Synopses & Reviews
What makes a child decide to become a scientist? For Robert Sapolsky, Stanford professor of biology, it was an argument with a rabbi over a passage in the Bible. Physicist Lee Smolin traces his inspiration to the volume of Einstein's work he picked up as a diversion from heartbreak. The author of Flow, psychologist Mihaly Csikszentmihalyi, found his calling through Descartes. Studying Hebrew, Mary Catherine Bateson, author of Composing a Life discovered that she wanted to be an anthropologist. Janna Levin, author of How the Universe Got Its Spots felt impelled by the work of Carl Sagan to know more. Alison Gopnik, Nicholas Humphrey, Freeman Dyson, Lynn Margulis, V.S. Ramachandran, Howard Gardner, Sherry Turkle, Richard Dawkins, and more than a dozen others tell their own entertaining, often inspiring stories of the deciding moment.

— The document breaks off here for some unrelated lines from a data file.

PR #12400, opened 2020-07-06
add time windows support in artifact trash

wy65701436:
support with time window to filter and delete item in artifact trash

### DIFF
--- a/src/pkg/artifactrash/dao/dao.go
+++ b/src/pkg/artifactrash/dao/dao.go
@@ -15,10 +15,10 @@ type DAO interface {
 	Create(ctx context.Context, artifactrsh *model.ArtifactTrash) (id int64, err error)
 	// Delete the artifact trash specified by ID
 	Delete(ctx context.Context, id int64) (err error)
-	// Filter lists the artifact that needs to be cleaned
-	Filter(ctx context.Context) (arts []model.ArtifactTrash, err error)
-	// Flush clean the trash table
-	Flush(ctx context.Context) (err error)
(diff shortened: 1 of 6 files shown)


src/pkg/artifactrash/dao/dao.go
```diff
@@ -16,9 +16,9 @@ type DAO interface {
 	// Delete the artifact trash specified by ID
 	Delete(ctx context.Context, id int64) (err error)
 	// Filter lists the artifact that needs to be cleaned
-	Filter(ctx context.Context) (arts []model.ArtifactTrash, err error)
+	Filter(ctx context.Context, timeWindow time.Time) (arts []model.ArtifactTrash, err error)
```
reasonerjt, line 19: I think the var name is misleading, timewindow means a range of time.

src/pkg/artifactrash/manager.go
```diff
@@ -32,9 +33,9 @@ type Manager interface {
 	// Delete ...
 	Delete(ctx context.Context, id int64) (err error)
 	// Filter ...
-	Filter(ctx context.Context) (arts []model.ArtifactTrash, err error)
+	Filter(ctx context.Context, timeWindow int64) (arts []model.ArtifactTrash, err error)
```
reasonerjt, line 36: We should clarify the window here is hour

src/pkg/artifactrash/dao/dao.go
wy65701436: updated.

src/pkg/artifactrash/manager.go
wy65701436: updated.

Illuminating memoir meets superb science writing in essays that invite us to consider what it is, and isn't, that sets the scientific mind apart and into action.
About the Author
John Brockman, editor of many books, including The Next Fifty Years, is also the author of By the Late John Brockman, The Third Culture, and Digerati: Encounters with the Cyber Elite. He is the founder and CEO of Brockman Inc., a literary and software agency, and the publisher and editor of the Web site Edge. He lives in New York City.